Eu poderia ter pensado que eu deveria incluir um escravo hebreu que foge e outro que é libertado por meio da dedução de dinheiro. Portanto, o versículo declara: “E quando o despedires livre de ti” (Deuteronômio 15:13), referindo-se a alguém que foi enviado de ti com teu conhecimento e consentimento. Isso exclui um escravo hebreu que foge de seu senhor e outro que é libertado por meio da dedução de dinheiro, que não são enviados de ti com tua permissão. Rabi Meir diz: Não se concede um presente de despedida a um escravo hebreu que foge, pois ele não é enviado de ti, porque saiu por conta própria.

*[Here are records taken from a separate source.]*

PR #5195, opened 2021-09-12
Further optimize off-heap traversal during minor GC

### LINKED ISSUE #4424: ERL-1347: Performance issue with file:read_line and ref binaries
Original reporter: `JIRAUSER16604`
Affected version: `OTP-23`
Component: `Not Specified`
Migrated from: https://bugs.erlang.org/browse/ERL-1347

---

```
Hi, I have been experiencing some strange performance issue while parsing large CSV files (in the order of millions of lines) when some of the fields are larger than 64 bytes, and it looks like I am not the only one (see [File.stream! too slow reading from text file|https://github.com/elixir-lang/elixir/issues/9956]).

This is what I am trying (and please excuse my Erlang :)):
{code:erlang}
start(_StartType, _StartArgs) ->
    lists:foreach(fun(Name) ->
        {T, _} = timer:tc(fun() ->
            {ok, FD} = file:open(Name, [raw, read_ahead, binary]),
            parse(FD)
        end),
        io:format("~s: ~fs~n", [Name, T/1000000])
    end, ["100k_64b.csv", "100k_65b.csv"]),
    readtest_sup:start_link().

parse(FD) ->
    parse(FD, []).
parse(FD, Acc) ->
    case file:read_line(FD) of
        {ok, Line} ->
            parse(FD, [string:trim(Line) | Acc]);
        eof ->
            file:close(FD),
            lists:reverse(Acc)
    end.
{code}
The file _100k_64b.csv_ contains 100000 lines where each line is exactly 64 bytes long (plus new line) and _100k_65b.csv_ the same but with lines of 65 bytes (again plus new line). My idea was to test the difference in performance between refc binaries and heap binaries while parsing files.

The results are pretty similar to the ones I get in Elixir:
 100k_64b.csv: 0.780010s
 100k_65b.csv: 31.810716s

I understand why refc binaries should be slower, but I was not expecting it to be this much.

Thanks!
```

sverker:
Only traverse first part of off-heap list that reside on the new-heap, except for writable binaries that are now kept in a separate list.

Fixes #4424.
    
Earlier during minor GC, traversing the off-heap list was continued to the end over terms residing on the old-heap. This for two reasons:
1. The BIN_OLD_VHEAP value was calculated by adding the sizes of all `ProcBin`'s on the old-heap.
2. All writable binaries are handled by shrinking (reallocating) binaries that have not been written to since last GC. Even binaries residing on the old-heap.

To optimize and only traverse the first part the off-heap list that reside on the new-heap, we now
1. maintain a correct value of BIN_OLD_VHEAP so it does not have to be recalculated during GC.
2. keep all writable binaries in a separate list `Process.wrt_bins` that is traversed to the end during every GC.

The aim of this PR has been to maintain the overall GC semantics and especially not alter the value of BIN_OLD_VHEAP or how binaries have been reallocated at the end of a GC.

### DIFF
--- a/erts/emulator/beam/erl_gc.c
+++ b/erts/emulator/beam/erl_gc.c
@@ -463,14 +463,11 @@ erts_gc_after_bif_call(Process* p, Eterm result, Eterm* regs, Uint arity)
 static ERTS_INLINE void assert_no_active_writers(Process *p)
 {
 #ifdef DEBUG
-    struct erl_off_heap_header* ptr;
-    ptr = MSO(p).first;
-    while (ptr) {
-	if (ptr->thing_word == HEADER_PROC_BIN) {	
-	    ProcBin *pbp = (ProcBin*) ptr;
-	    ERTS_ASSERT(!(pbp->flags & PB_ACTIVE_WRITER));
-	}
-	ptr = ptr->next;
+    ProcBin *pb = (ProcBin*) p->wrt_bins;
+    while (pb) {
+	ASSERT(pb->thing_word == HEADER_PROC_BIN);
+        ERTS_ASSERT(!(pb->flags & PB_ACTIVE_WRITER));
+	pb = (ProcBin*) pb->next;
     }
 #endif
 }
@@ -1744,7 +1741,7 @@ do_minor(Process *p, ErlHeapFragment *live_hf_end,
     OLD_HTOP(p) = old_htop;
     HIGH_WATER(p) = n_htop;
 
-    if (MSO(p).first) {
+    if (MSO(p).first || p->wrt_bins) {
 	sweep_off_heap(p, 0);
     }
 
@@ -1979,7 +1976,7 @@ full_sweep_heaps(Process *p,
 
     n_htop = sweep_heaps(n_heap, n_htop, oh, oh_size);
 
-    if (MSO(p).first) {
+    if (MSO(p).first || p->wrt_bins) {
 	sweep_off_heap(p, 1);
     }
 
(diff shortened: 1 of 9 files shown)


erts/emulator/beam/erl_gc.c
```diff
@@ -3049,94 +3021,151 @@ sweep_off_heap(Process *p, int fullsweep)
...
+                   less than 8 bytes will have no real effect */
+                if (unused >= 8) { /* A shrink candidate */
+                    if (shrink_unresolved_end) {
+                        shrink_writable_bin(pb, 0);
+                    }
+                    else if (++shrink_ncandidates > ERTS_INACT_WR_PB_LEAVE_LIMIT) {
+                        shrink_unresolved_end = pb;
+                        shrink_writable_bin(pb, 0);
+                    }
+                    /*else unresolved, handle in second traversal below */
```
bjorng, line 3116:
```suggestion
                    /* else unresolved, handle in second traversal below */
```

erts/emulator/beam/erl_gc.c
```diff
@@ -3049,94 +3021,151 @@ sweep_off_heap(Process *p, int fullsweep)
...
+            on_old_heap = ErtsInArea(pb, oheap, oheap_sz);
+            if (!on_old_heap) {
+                /* garbage */
+                erts_bin_release(pb->val);
+                pb = (ProcBin*) pb->next;
+                *prev = (struct erl_off_heap_header*) pb;
+                continue;
+            }
+        }
+        if (pb->flags) {
```
bjorng, line 3089:
```suggestion
        /*
         * Now see if we should shrink writable binaries. There are
         * two distinct cases:
         *
         * + There are one or more active writers. We will shrink all writable
         *   binaries without active writers down to their original sizes.
         *
         * + There are no active writers. We will shrink all writable
         *   binaries, but not fully. How much margin we will leave
         *   depends on the number of writable binaries.
         */
        if (pb->flags) {
```

bjorng (approved):
Looks good to me.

Mas, com relação a um escravo hebreu que é libertado por meio da dedução de dinheiro, que é enviado de ti, concede-se a ele um presente de despedida, pois esse pagamento por dedução requer o consentimento do senhor.
בּוֹרֵחַ – הַשְׁלָמָה בָּעֵי! דְּתַנְיָא: מִנַּיִן לְבוֹרֵחַ שֶׁחַיָּיב לְהַשְׁלִים – תַּלְמוּד לוֹמַר: ״שֵׁשׁ שָׁנִים יַעֲבֹד״.
A Guemará pergunta: Acaso um escravo hebreu que foge é obrigado a completar os anos restantes de seu contrato, momento em que deveria ter direito a receber um presente de indenização? Como foi ensinado em uma baraita: De onde se deriva, com relação a um escravo hebreu que foge de seu senhor, que ele é obrigado a completar seu período? O versículo declara: “Seis anos ele trabalhará” (Êxodo 21:2), e não menos. Portanto, se um escravo hebreu foge no meio desse período, ele é obrigado a completar seus seis anos de serviço.